LUSA 01/17/2025

Lusa - Business News - Portugal: Lisbon university heads EU-China lab to develop flexible electronics

Macau, China, Jan. 16, 2025 (Lusa) - Lisbon's Universidade Nova is leading a Sino-European laboratory in China dedicated to flexible electronics, from biomedical applications to solar cells that can go into space, scientist Elvira Fortunato told Lusa.

On the European side, the Universidade Nova de Lisboa is leading the China-European Union Joint Electronic Materials Laboratory, which will be set up in Hefei, the capital of Anhui province in eastern China.

The consortium was recently strengthened by the entry of the University of Valencia, in eastern Spain, and also has the support of the European Academy of Sciences, said the former Portuguese minister for science, technology and higher education (2022-2024).

Fortunato indicated that the laboratory will work "a lot in the area of flexible electronics and sustainable electronics" and gave as an example biomedical applications, including "membranes with electronics that can conform, for example, to the skin".

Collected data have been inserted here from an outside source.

PR #357, opened 2020-06-12
Update Travis CI

jtniehof:
Our builds were all running on xenial; now that focal is out it seemed time to move to bionic. We also weren't testing Python 3.8. My thought is we probably want to test "latest" numpy on most minor versions of Python, with tests for the special cases that caused trouble on the latest python. I couldn't find back the issues that caused us to test particular versions of numpy; it's possible we can drop some in the future.

Here's the Python/numpy version matrix. "Latest" numpy is anything >=1.6 excluding 1.15.0, since 1.15.0 had a bug we couldn't work around (in I think f2py).

- Python 2.7 (moved to bionic, no other changes)
  - numpy 1.15.4 (probably the latest Python 2 numpy)
  - numpy 1.13.3 (a problem child?)
  - numpy 1.11.3 (a problem child?) 
- Python 3.5 (stays on xenial, no bionic support in travis)
  - numpy latest
  - numpy 1.13.3 (problem child?)
- Python 3.6 (moved to bionic)
  - numpy latest
  - DELETED numpy 1.13.3
- Python 3.7 (moved to bionic)
  - numpy latest
  - DELETED numpy 1.14.5
 - Python 3.8 (all new, bionic)
   - numpy latest
   - numpy 1.14.5 (problem child?)

If I can do math right, this means we stay at 9 builds, add Python 3.8, and maintain our numpy version coverage.

### DIFF
--- a/.travis.yml
+++ b/.travis.yml
@@ -25,12 +25,12 @@ matrix:
   - python: 3.7
     dist: bionic
     env: NUMPY_VERSION=">=1.6,!=1.15.0"
+  - python: 3.7
+    dist: bionic
+    env: NUMPY_VERSION="==1.14.5"
   - python: 3.8
     dist: bionic
     env: NUMPY_VERSION=">=1.6,!=1.15.0"
-  - python: 3.8
-    dist: bionic
-    env: NUMPY_VERSION="==1.14.5"
 
 before_install:
  - sudo apt-get update -qq
--- a/.travis.yml
+++ b/.travis.yml
@@ -1,27 +1,35 @@
 language: python
 
+sudo: yes
+
 matrix:
  include:
   - python: 2.7
+    dist: bionic
     env: NUMPY_VERSION="==1.15.4"
   - python: 2.7
+    dist: bionic
     env: NUMPY_VERSION="==1.13.3"
   - python: 2.7
+    dist: bionic
     env: NUMPY_VERSION="==1.11.3"
   - python: 3.5
+    dist: xenial
     env: NUMPY_VERSION=">=1.6,!=1.15.0"
   - python: 3.5
+    dist: xenial
     env: NUMPY_VERSION="==1.13.3"
   - python: 3.6
-    env: NUMPY_VERSION=">=1.6,!=1.15.0"
-  - python: 3.6
-    env: NUMPY_VERSION="==1.13.3"
-  - python: 3.7
-    dist: xenial
-    sudo: yes
+    dist: bionic
     env: NUMPY_VERSION=">=1.6,!=1.15.0"
   - python: 3.7
-    dist: xenial
+    dist: bionic
+    env: NUMPY_VERSION=">=1.6,!=1.15.0"
+  - python: 3.8
+    dist: bionic
+    env: NUMPY_VERSION=">=1.6,!=1.15.0"
+  - python: 3.8
+    dist: bionic
     env: NUMPY_VERSION="==1.14.5"
 
 before_install:
--- a/.travis.yml
+++ b/.travis.yml
@@ -6,31 +6,34 @@ matrix:
  include:
   - python: 2.7
     dist: bionic
-    env: NUMPY_VERSION="==1.15.4"
+    env: NUMPY_VERSION=">=1.6.0,<1.7.0"
   - python: 2.7
     dist: bionic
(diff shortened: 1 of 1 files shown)


jtniehof:
numpy 1.16.6 supports Python 2, so maybe we should switch the Python 2 build to that. We were probably specifying 1.15 because we had Fortran build problems on 1.16 for awhile that we fixed on our end.

jtniehof:
It looks like the specific versions tested were not problem children as such, but the latest subminor version available of a few minor versions intended to get a range. I suggest we only do those tests on 2.7 and 3.8, and switch them from e.g. `==1.13.3` to `>=1.13.0,<1.14.0`

jtniehof:
@drsteve , am I evaluating the versions appropriately? Also, any idea how I can trigger a build on this PR? Even when it wasn't draft, it wasn't triggering.

drsteve:
Not sure about the lack of a build. Travis should be triggering on PR commits (just not on drafts).
I'll kick this back out of draft status to see whether it triggers.

Your thoughts on why the different subminor versions were being explicitly tested are about right. Some of them were, as I recall, subminor versions that worked after the initial releases of those minor versions didn't. E.g., changing `==1.13.3` to `>=1.13.0,<1.14.0` should work because it'll grab 1.13.3 anyway (unless, I suppose, there was another subminor release).

drsteve:
Still no build, I have two thoughts.
- Perhaps if you can rewrite your branch and force-push? That may provide a trigger?
- If that doesn't work, then I'd suggest finding another file you can touch (delete whitespace, something inconsequential) and adding that to your commit (then force pushing again)

If all else fails, maybe kill the PR and redo? If it still doesn't work then the fallback is probably merge (w/o testing) to a feature branch on the upstream and hopefully the branch will test. Then we can do a PR from the branch into master.

drsteve:
Scratch that ... I was digging further into Travis logs and it says it couldn't parse the run. So there's an error in the YAML.

Might be where you've moved the sudo setting outside the matrix.

jtniehof:
Thanks. I'll take a look at the format. The Travis documentation is one of those annoying things that seems to assume you mostly know what you're doing.

.travis.yml
```diff
@@ -1,27 +1,35 @@
...
-    sudo: yes
+    dist: bionic
     env: NUMPY_VERSION=">=1.6,!=1.15.0"
-  - python: 3.7
-    dist: xenial
+  - python: 3.8
+    dist: bionic
+    env: NUMPY_VERSION=">=1.6,!=1.15.0"
+  - python: 3.8
+    dist:bionic
```
drsteve, line 32: This could be the culprit... you're missing a space after `dist`

jtniehof:
This time I made sure the yaml could at least be read before pushing, and the build seems to be going, so that's good.

Can you point me to where in the logs you looked to find this? I need to continue to up my Travis game.

"subminor versions that worked after the initial releases of those minor versions didn't" applies, I think, only to 1.15.0. We thought we were facing something similar in 1.16 but it was a real issue that we fixed. The only one we're excluding in requirements.txt is 1.15.0, so I think for all the others we can go to just testing the subminor. I'll push another commit to shuffle that a bit once I know the current build works.

jtniehof:
Looks like will probably have to force the SciPy version on the NumPy 1.14.5 check.

drsteve:
travis_requests_menu
travis_requests_list

jtniehof:
Turns out there were two problems. SciPy 1.4.1 is installed in the 3.8 environment but it requires numpy 1.17.3 to run in 3.8, so 1.14 failed. Also numpy 1.14 only supports Python 3.6 anyhow (but "should work for the upcoming Python 3.7").

So I rolled the 1.14 tests back to Python 3.7.

jtniehof:
Latest commit tests the earliest supported minor version of numpy and the latest supported minor version of numpy, on every minor version of Python. The latest subminor is always tested. This means 1.18 gets tested five times...I don't know if we want to maybe spread stuff out a bit (e.g. test 1.17 on 3.7, 1.16 on 3.6) but at least this is fairly consistent and easy to remember.

drsteve:
This works for me. Covering both the oldest-supported and newest versions of numpy on each Python version is good. I'm not sure there's a convincing reason to test intermediate versions of numpy...

I'll go ahead and merge since the test suite is working.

Another area of research should be the development of flexible photovoltaic cells, which can even "go into space, with low weight and conformable to other areas", she explained.

The agreement to create the joint laboratory was signed in June, but the building that will house the institution is still being built ‘from scratch’ in Hefei, said Fortunato.

"They are also applying for funds here in China to set up the laboratory," she said in Macau.

Fortunato and her husband, Rodrigo Martins, known for having invented the so-called ‘electronic paper’ with colleagues, the first transistor made of paper, are in the Chinese semi-autonomous region, where they gave a conference on advanced sustainable materials on Wednesday.

"Part of the installation of the laboratory has already been approved, it already has funding" and should begin operating “no later than 2026”, Martins, who has been president of the European Academy of Sciences since 2018, told Lusa.

Fortunato noted that once the laboratory is set up, the programme includes the exchange of staff and Chinese and Portuguese PhD students and the joint organisation of seminars and other academic events.

Fortunato and Martins will then travel to Hefei for a meeting with the governor of Anhui province, Wang Qingxian, to see how the laboratory is progressing.

On the Chinese side, the consortium is made up of the Institutes of Physical Sciences of the Chinese Academy of Sciences in Hefei, the University of Fuzhou (southeast), the China-Europe International Centre for Innovation in Electronic Materials, and the private company Visionox.

Fortunato emphasised that Universidade Nova de Lisboa already had a scientific collaboration with Qingdao University, in eastern China, but that this will be the first joint laboratory to link the two countries.